New Zealand central bank Governor Alan Bollard signaled interest rates may stay at a record low for longer than he intended a month ago, citing inflation that’s “reassuringly” contained amid Europe’s debt crisis.
“Given ongoing uncertainty around global conditions and the moderate pace of domestic demand, it remains prudent to keep the official cash rate on hold at 2.5 percent,” Bollard said in a statement today in Wellington. That was a change from his remarks in December, when he said it was “prudent for now” to hold rates for a ninth straight month.
New Zealand’s recovery may struggle to accelerate as Europe’s fiscal turmoil slows the economies of Australia and Asia, which buy almost two-thirds of the country’s exports. Bollard held rates rather than matching cuts in Australia and Thailand because reconstruction of earthquake-devastated Christchurch city is expected to boost growth and fan inflation.
“They have moved out the timing of the first rate hike,” Dominick Stephens, chief economist of Westpac Banking Corp. (WBC)’s New Zealand unit, said from Auckland. “It’s likely to be September or possibly later.”
Last month, Bollard indicated a rate rise may happen about mid-2012. Today’s change in stance reflects less inflation pressure and a rise in the currency since December, Stephens said. New Zealand’s dollar is the best-performing Group of 10 currency the past month, rising 5.4 percent.
The New Zealand dollar remained higher after Bollard’s comments. It bought 81.65 U.S. cents at 4:04 p.m. in Wellington from 81.39 cents immediately before the statement was released.
Today’s decision was forecast by all 14 economists in a Bloomberg News survey. In a survey of economists last week, seven predicted a rate rise in or before September and seven expect no change until the fourth quarter.
“The global economy remains fragile and risks to the outlook remain,” Bollard said. “World prices for New Zealand’s export commodities have remained elevated but the recent appreciation of the New Zealand dollar is reducing exporters’ returns.”
Consumers are reluctant to spend, diminishing results at companies including Christchurch-based Kathmandu Holdings Ltd. (KMD), which sells outdoor clothing and equipment. It said last month the retail environment had become increasingly difficult in both Australia and New Zealand.
“Our trading performance throughout the Christmas period to date has been below expectations, which is a reflection of weaker consumer spending,” Chief Executive Officer Peter Halkett said in a statement sent to the stock exchange Dec. 22.

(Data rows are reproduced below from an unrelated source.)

PR #13752, opened 2020-11-30
[WFLY-14114] JDBC: deregister all drivers on undeployment

tadamski:
https://issues.redhat.com/browse/WFLY-14114
Depends on: https://github.com/wildfly/wildfly-core/pull/4399

This hack allows to deregister all drivers registered by a given deployment.
Because those objects are created by a driver code and not guaranteed to be deregistered this lead to memory leaks.
OTOH DriverManager checks the caller class's classloader so I wasn't able to neither list nor deregister those drivers from connector code. To work this around I have added additional resource loader to a driver module and injected the adapter class code there. As a result, I was able to obtain and deregister all drivers registered by the driver module.

### DIFF
--- a/connector/src/main/java/org/jboss/as/connector/deployers/ds/processors/DriverManagerAdapterProcessor.java
+++ b/connector/src/main/java/org/jboss/as/connector/deployers/ds/processors/DriverManagerAdapterProcessor.java
@@ -1,0 +1,112 @@
+/*
+ * JBoss, Home of Professional Open Source.
+ * Copyright 2020, Red Hat, Inc., and individual contributors
+ * as indicated by the @author tags. See the copyright.txt file in the
+ * distribution for a full listing of individual contributors.
+ *
+ * This is free software; you can redistribute it and/or modify it
+ * under the terms of the GNU Lesser General Public License as
+ * published by the Free Software Foundation; either version 2.1 of
+ * the License, or (at your option) any later version.
+ *
+ * This software is distributed in the hope that it will be useful,
+ * but WITHOUT ANY WARRANTY; without even the implied warranty of
+ * MERCHANTABILITY or FITNESS FOR A PARTICULAR PURPOSE. See the GNU
+ * Lesser General Public License for more details.
+ *
+ * You should have received a copy of the GNU Lesser General Public
+ * License along with this software; if not, write to the Free
+ * Software Foundation, Inc., 51 Franklin St, Fifth Floor, Boston, MA
+ * 02110-1301 USA, or see the FSF site: http://www.fsf.org.
+ */
+package org.jboss.as.connector.deployers.ds.processors;
+
+import org.jboss.as.connector._drivermanager.DriverManagerAdapter;
+import org.jboss.as.server.deployment.Attachments;
+import org.jboss.as.server.deployment.DeploymentPhaseContext;
+import org.jboss.as.server.deployment.DeploymentUnit;
+import org.jboss.as.server.deployment.DeploymentUnitProcessingException;
+import org.jboss.as.server.deployment.DeploymentUnitProcessor;
+import org.jboss.as.server.deployment.module.ModuleSpecification;
+import org.jboss.modules.AbstractResourceLoader;
+import org.jboss.modules.ClassSpec;
+import org.jboss.modules.ResourceLoaderSpec;
+
+import java.io.ByteArrayOutputStream;
+import java.io.Closeable;
+import java.io.IOException;
+import java.io.InputStream;
+import java.util.Collection;
+import java.util.Collections;
+
+/**
+ * @author <a href="mailto:tadamski@redhat.com">Tomasz Adamski</a>
+ * <p>
+ * https://issues.redhat.com/browse/WFLY-14114
+ * <p>
+ * This is a hack that allows us to get access to {@link java.sql.Driver} registered by the driver code. Those objects are created by the
+ * driver code and registered in {@link java.sql.DriverManager}. Driver objects are not guaranteed to be deregistered which leads to leaks.
+ * {@link java.sql.DriverManager} allows for obtaining the list of drivers, and deregistering a driver but only in a give classloading context.
+ * As a result, connector module can not neither list or deregister drivers from a deployed driver module.
+ * <p>
+ * To work this around, this hack modifies driver's module by injecting {@link DriverManagerAdapter} class to it. Because @{@link DriverManagerAdapter}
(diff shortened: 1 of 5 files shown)


bstansberry:
@ropalka Can you have a look at the AbstractResourceLoader impl please?

@tadamski This LGTM. Can you manually set the phase value here and follow up with a separate PR to move to the constant from WF Core when it is available? I'd prefer to get this merged without blocking on a core release.

tadamski:
@bstansberry I have fixed the Phase issue.

connector/src/main/java/org/jboss/as/connector/deployers/ra/RaDeploymentActivator.java
```diff
@@ -104,6 +108,7 @@ public void activateProcessors(final DeploymentProcessorTarget updateContext) {
         updateContext.addDeploymentProcessor(ResourceAdaptersExtension.SUBSYSTEM_NAME, Phase.PARSE, Phase.PARSE_RESOURCE_DEF_ANNOTATION_ADMINISTERED_OBJECT,
                 new AdministeredObjectDefinitionAnnotationProcessor());
         updateContext.addDeploymentProcessor(ResourceAdaptersExtension.SUBSYSTEM_NAME, Phase.DEPENDENCIES, Phase.DEPENDENCIES_RAR_CONFIG, new RarDependencyProcessor(appclient));
+        updateContext.addDeploymentProcessor(ResourceAdaptersExtension.SUBSYSTEM_NAME, Phase.CONFIGURE_MODULE, CONFIGURE_JDBC_DRIVER_MANAGER_ADAPTER, new DriverManagerAdapterProcessor());
```
ropalka, line 111: There is an agreed contract that all deployment phases and all processor ids are defined in Phase object.
Further more someone in the future might define the same DU processor ID in WildFly Core and it would collide. Please keep the contract.

connector/src/main/java/org/jboss/as/connector/deployers/ra/RaDeploymentActivator.java
```diff
@@ -55,6 +56,9 @@
  * @author <a href="mailto:stefano.maestri@redhat.com">Stefano Maestri</a>
  */
 public class RaDeploymentActivator {
+
+    public static final int CONFIGURE_JDBC_DRIVER_MANAGER_ADAPTER = 0x0180;
```
ropalka, line 60: Remove this. See comment below.

connector/src/main/java/org/jboss/as/connector/deployers/ds/processors/DriverManagerAdapterProcessor.java
```diff
@@ -0,0 +1,103 @@
...
+            ByteArrayOutputStream bos = new ByteArrayOutputStream();
+            try {
+                final byte[] buffer = new byte[1024];
+                int read = 0;
+                while ((read = is.read(buffer)) != -1) {
+                    bos.write(buffer, 0, read);
+                }
+                return bos.toByteArray();
+            } finally {
+                is.close();
```
ropalka, line 93: calling is.close() might produce exception. Please define:

    private static void safeClose(final Closeable closeable) {
        if (closeable == null) return;
        try {
            closeable.close();
        } catch (IOException e) {
            // ignore
        }
    }

and use it instead of InputStream.close() method

ropalka (changes requested):

ropalka:
What would be also acceptable @tadamski is:
 * create PR against WildFly Core where you will define Phase.CONFIGURE_JDBC_DRIVER_MANAGER_ADAPTER = 0x0180
 * just fix safeClose() requirement in this PR 
 * create a follow up JIRA in WildFly requiring switch
   from RaDeploymentActivator.CONFIGURE_JDBC_DRIVER_MANAGER_ADAPTER
   to Phase.CONFIGURE_JDBC_DRIVER_MANAGER_ADAPTER
 * finally mention this JIRA in this PR request

ropalka:
Ah, I see @bstansberry suggested the same approach.

tadamski:
@ropalka this is only a temporary solution, to be able to release without core; there is already core PR with given phase created; I will fix safeClose in a moment

ropalka:
Just fix safeClose() requirement @tadamski and ignore other comments.

connector/src/main/java/org/jboss/as/connector/deployers/ra/RaDeploymentActivator.java
darranl: +1 in my recent DUP refactorings I have found a number of cases where the IDs used in WildFly don't get passed back to WildFly Core where we say we will come back to it later.

Please get a PR raised against WildFly Core and we should be able to get it merged quickly.

darranl (changes requested):

darranl:
I see the Core PR is merged, I have added the core-upgrade-needed label so we can merge this one after the next core upgrade.

darranl:
Also this may be a clean up task to consider at a later point, since the WildFly Core split this has always been hard to keep in sync.

From my recent work I think the individual phases need some more work to really define their entry and exit requirements, at the moment many are instead named in relation to the state of the class loader for the deployment.  

At the same point I think ti keep the projects cleaner we should have a hard requirement that in a single Phase all DUPs in WildFly Core execute before any DUPs in Wildfly - that way WildFly could become responsible for it's own numbering.  If any WildFly DUPs do need to execute before the WildFly Core DUPs either they need to move to an earlier phase or it is an indication that phase needs splitting in two.

tadamski:
safeClose issue fixed

ropalka:
I'll approve this PR @tadamski when you will link here WFCORE PR for adding constant 
Phase.CONFIGURE_JDBC_DRIVER_MANAGER_ADAPTER
plus WildFly JIRA issue to migrate to that Phase constant.

darranl:
@ropalka on this one I think we have plenty of time to just fix it correctly from the outset, the constant is in WildFly Core now and we are guaranteed that WildFly Core must be tagged before WildFly 22 can be tagged.

bstansberry:
@darranl OK now? I'd like to get this merged ASAP to give it as much bake as possible.

ropalka:
WildFly Core 14.0.0.Beta3 have been applied to WildFly master branch.
Please update this PR @tadamski to use constants defined there.

tadamski:
@ropalka fixed

ropalka (approved):

darranl (approved):
This PR is now using the Phase defined in WildFly Core.

gaol:
this has been synchronized to downstream PR, thanks all :)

Financial market sentiment has improved slightly since the previous rate decision, Bollard said. Still, the debt crisis has increased the cost of international funding “which will likely pressure funding costs for New Zealand banks over the coming year,” he said.
Christchurch and the surrounding Canterbury region in the South Island has been rocked by quakes since September 2010, including a Feb. 22 temblor that killed 181 people. Authorities are demolishing city buildings and repairing homes, while large- scale reconstruction is yet to begin. A further series of aftershocks has struck the city since Dec. 23.

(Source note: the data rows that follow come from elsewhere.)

PR #13756, opened 2020-12-01
[WFLY-14108] Introduce a base "metrics" subsystem and move microprofile-metrics to the microprofile feature-pack

jmesnil:
[WFLY-14108] Introduce a base "metrics" subsystem and move microprofile-metrics to the microprofile feature-pack

This PR is composed of a bunch of small commits during the development.
I will squash them in a single commit before merging but I kept them for the time being to help the review.

@bstansberry If you are reviewing this PR, could you please pay special attention to the 1st commit (that moves the microprofile-metrics extension from ee to full feature-pack (though the microprofile feature-pack). The rest of the commits are mostly code refactoring (moving some functionalities to the newly created `metrics` subsystem and use it from the `microprofile-metrics-smallrye` subsystem). The key change of all this PR is that the `observability` layer is now using the `metrics` layer instead of the `microprofile-metrics` layer.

“Repairs and reconstruction in Canterbury will provide a significant boost for an extended period, though there may be further delays resulting from the aftershocks,” Bollard said.
New Zealand consumer prices unexpectedly fell in the fourth quarter, according to a report on Jan. 19. Prices rose 1.8 percent in the year ended Dec. 31, less than the midpoint of the 1 percent to 3 percent range Bollard is required to target.
Reports this year add to the case for a slow economic recovery. Spending on debit and credit cards fell a second month in December, and job advertisements also declined from November. Business confidence declined, with a majority of firms saying fourth-quarter profits fell and fewer saying they expect first- quarter earnings to improve, the New Zealand Institute of Economic Research Inc. said in a report on Jan. 17.
“We continue to see modest growth,” Bollard said today. “Over recent months there have been signs of a limited recovery in household spending and the housing market. Reassuringly, inflation pressures have remained well contained.”
Asian central bankers have been lowering interest rates as Europe’s crisis threatens global growth. The International Monetary Fund on Jan. 24 cut its forecast for global growth and warned that the world may face a recession if the euro-region’s turmoil intensified.
The Reserve Bank of Australia will cut its benchmark interest rate a quarter point to 4 percent on Feb. 7, according to 21 of 22 economists surveyed by Bloomberg. RBA Governor Glenn Stevens lowered borrowing costs at meetings in November and December, with the rate now at 4.25 percent.
Thailand yesterday cut its one-day bond repurchase rate a quarter point. The Philippines this month lowered interest rates for the first time since July 2009. In the U.S. yesterday, Federal Reserve officials said the federal funds target rate, at zero to 0.25 percent, will likely stay low until at least late-2014.